Stored data:
PR #71, opened 2022-07-29
Make `Tabs.Tab` children optional

lensbart:
(No ticket)

When `activeTab` is determined by the URL’s pathname rather than the hash, the concept of having `children` in `Tabs.Tab` doesn’t make sense, as the entire page will change upon navigation. In this situation, `children` should be optional. I think it would be too cumbersome to tell this case apart from other cases where `children` are in fact required (and in a sense, having an empty tab should be possible, too), so I didn’t attempt to.

**🔧 Minor Changes**

* Make the `children` prop optional

**To do**

* ~~Update the example in the Waffles docs to remove `children` for the “As Links” example, or provide an additional example where the entire page is the state~~ done
* ~~Remove the “required indicator” (red dot) at https://waffles-next.datacamp.com/components/tabs/#props~~ edit: not necessary


blurbyte:
@lensbart You don't have to do anything to remove required dot. Props table is generated automatically.

lensbart:
Even better! Thanks for the quick response. This is not urgent, make sure to enjoy your holiday! 😎

lensbart:
@ixTec
Thanks, Christian. I saw you added me as an assignee. Was this by mistake? (I don’t think I’m supposed to review my own PR?)

I looked through the contributing guidelines:
> Below are a handful of simple rules [...] for those that ESLint / Prettier won't handle.

Some of the coding style guidelines can be enforced by ESLint. Make sure to check out the following links.
* Functions
  * https://github.com/jsx-eslint/eslint-plugin-react/blob/master/docs/rules/function-component-definition.md
  * Perhaps also https://eslint.org/docs/latest/rules/func-names & https://eslint.org/docs/latest/rules/func-style#allowarrowfunctions but I think these are not sufficient or less relevant
  * https://eslint.org/docs/latest/rules/prefer-arrow-callback#rule-details
* [Enforcing file names](https://github.com/sindresorhus/eslint-plugin-unicorn/blob/main/docs/rules/filename-case.md)
* TODO format: feel free to take some inspiration from [our custom rule](https://github.com/datacamp-engineering/collab-and-tooling/blob/master/libs/config/eslint-plugin-collab/src/rules/smartTodo.ts)

As an aside, I saw that a comment of mine on [a different PR](https://github.com/datacamp/waffles/pull/69) was deleted. Was this to indicate that it was resolved? I had to look through the code to see what came of it (apparently there will be a `loadingLabel` prop).

ixTec:
Added you as the assignee to follow up with finishing the TODO in your PR description and to ensure it's following our contribution guidelines (mainly, branching and commit messages etc) _before_ we review it. Feel free to mark the PR as a draft whilst this happens if you'd prefer.

You're right about some of the ESLint configurations, but we've not yet added these to our config, which is why they're included in the current guidelines. 

As for the deleted comment, it was to indicate that it was no longer applicable for the approach we were taking with the component. I was a bit surprised to see a comment on a PR from outside the team, but appreciated the heads up regarding the ellipsis character so cheers 👍

lensbart:
I meant the TODO more as something that might be done separately. I don’t think it’s needed for this PR to land, as the examples remain valid. Is it okay if I file a ticket in Jira?

I updated the base branch just now.

ixTec:
Happy for a ticket to be raised for the example update. Could you also update the commit name/message to include the component name too please? (`fix(button): make children optional`). 

Otherwise looks good to me

ixTec (approved):
Looks good, let's merge

lensbart:
Whoops, in the meantime I took a quick stab at editing the docs. You may want to give it a quick look before it gets merged.

doc-site/pages/components/tabs.mdx
```diff
@@ -34,6 +34,13 @@ import Inverted from '../../examples/tabs/inverted';
   <AsLinks />
 </Example>
 
+<Example
+  title="As Links With No Children"
+  path="tabs/as-links-with-no-children"
+>
+  <AsLinksToDifferentPages />
```
ixTec, line 41: You'll have to import the example file at the top too, presumably this should be `<AsLinksWithNoChildren />` and
`import AsLinksWithNoChildren from '../../examples/tabs/as-links-with-no-children';`

doc-site/examples/tabs/as-links-with-no-children.tsx
```diff
@@ -0,0 +1,46 @@
+import { useState, useEffect } from 'react';
```
ixTec, line 1: In reflection, it may be better suited to just provide a "no-tab-content" example (or similar), instead of another links example. I'd probably just have something along the lines of the following:
```jsx
const [activeTabIndex, setActiveTabIndex] = useState<React.Key>(0);

  return (
    <>
      <Tabs
        activeTab={activeTabIndex}
        onChange={(activeTab) => {
          setActiveTabIndex(activeTab);
        }}>
        <Tabs.Tab label="First" />
        <Tabs.Tab label="Second" />
      </Tabs>
      <Paragraph>
        For use when the tabs have no content but instead control the context of the whole page.
      </Paragraph>
    </>
  );
  ```
  
This is also agnostic to how the individual tabs are used (whether as links or not). I would include the brief paragraph below the example (similar to our Advanced Usage example for our new [Resizable](https://waffles-next.datacamp.com/components/resizable/) component.

ixTec (changes requested):

blurbyte:
@lensbart Thanks for advice on linting rules, we will add them rather soon.

ixTec (approved):
Approved, good to merge

PR #74, opened 2022-08-04
[WF-643] Fix console warning for menu component

lensbart:
Fixes an issue where a boolean value (`inverted`) was inadvertently passed to an HTML element.

The type of `getReferenceProps` is `(userProps?: React.HTMLProps<Element> | undefined) => Record<string, unknown>`, so its argument should be an object with only valid HTML attributes as key/value pairs.

### ❓ Misc Changes

- Fixes a console warning


blurbyte:
Thanks for reporting it. Unfortunately removing injected `inverted` attribute is not ideal here, since it breaks dark mode. I have simple fix in mind tho (will investigate it at the beginning of the next week).

blurbyte:
@lensbart @ixTec Updated it slightly, so if the flag is not specified it won't be passed at all, and that warning won't appear:
Screenshot 2022-08-08 at 10 32 01
Previously it was always passed to trigger component whether it was set or not.
For _inverted_ variant (which we are not using a lot) we assume trigger handles it somehow - I think it is good compromise.

blurbyte (approved):

PR #75, opened 2022-08-05
[WF-608] Simplify docs layout

blurbyte:
# Simplify docs layout with grid

### 🔧 Minor Changes

- Removed redundant `overflow: hidden` from content container, so position `fixed` and `sticky` will work properly. Doesn't look like it broke anything.
- Simplified and streamlined docs layout with grid (compared to mockups changed `gap` to be slightly larger, aside was too close to content otherwise). It looks and behaves very similar to previous implementation.
- Lay out `PageHeader` in similar way to main content


ixTec (changes requested):
Looks good to me, grid layout is much simpler in this case.

I think we need to update the width/layout of the page header now too, to match the column width of the content

blurbyte:
You are right! Completely forgot about it.

ixTec (approved):
Happy to merge 👍

PR #444, opened 2018-03-01
Change the %PATH% env to use windows default values

teknofire:
Fixes issue when bootstrapping windows systems failing with the message: `The input line is too long.`.  

This is triggered by a "very" long `%PATH%` environment variable getting expanded at execution and causing the command being execute to become longer than the allowed size. 

We only need enough of the path set to be to run chef-client and doesn't persist to the system.

Signed-off-by: Will Fisher <wfisher@chef.io>

### DIFF
--- a/spec/spec_helper.rb
+++ b/spec/spec_helper.rb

» **Work to complete**
Begin at the first line of the entries above and copy every line exactly, ending with the line that contains "TODO format: feel".

» **Response**
PR #71, opened 2022-07-29
Make `Tabs.Tab` children optional

lensbart:
(No ticket)

When `activeTab` is determined by the URL’s pathname rather than the hash, the concept of having `children` in `Tabs.Tab` doesn’t make sense, as the entire page will change upon navigation. In this situation, `children` should be optional. I think it would be too cumbersome to tell this case apart from other cases where `children` are in fact required (and in a sense, having an empty tab should be possible, too), so I didn’t attempt to.

**🔧 Minor Changes**

* Make the `children` prop optional

**To do**

* ~~Update the example in the Waffles docs to remove `children` for the “As Links” example, or provide an additional example where the entire page is the state~~ done
* ~~Remove the “required indicator” (red dot) at https://waffles-next.datacamp.com/components/tabs/#props~~ edit: not necessary


blurbyte:
@lensbart You don't have to do anything to remove required dot. Props table is generated automatically.

lensbart:
Even better! Thanks for the quick response. This is not urgent, make sure to enjoy your holiday! 😎

lensbart:
@ixTec
Thanks, Christian. I saw you added me as an assignee. Was this by mistake? (I don’t think I’m supposed to review my own PR?)

I looked through the contributing guidelines:
> Below are a handful of simple rules [...] for those that ESLint / Prettier won't handle.

Some of the coding style guidelines can be enforced by ESLint. Make sure to check out the following links.
* Functions
  * https://github.com/jsx-eslint/eslint-plugin-react/blob/master/docs/rules/function-component-definition.md
  * Perhaps also https://eslint.org/docs/latest/rules/func-names & https://eslint.org/docs/latest/rules/func-style#allowarrowfunctions but I think these are not sufficient or less relevant
  * https://eslint.org/docs/latest/rules/prefer-arrow-callback#rule-details
* [Enforcing file names](https://github.com/sindresorhus/eslint-plugin-unicorn/blob/main/docs/rules/filename-case.md)
* TODO format: feel free to take some inspiration from [our custom rule](https://github.com/datacamp-engineering/collab-and-tooling/blob/master/libs/config/eslint-plugin-collab/src/rules/smartTodo.ts)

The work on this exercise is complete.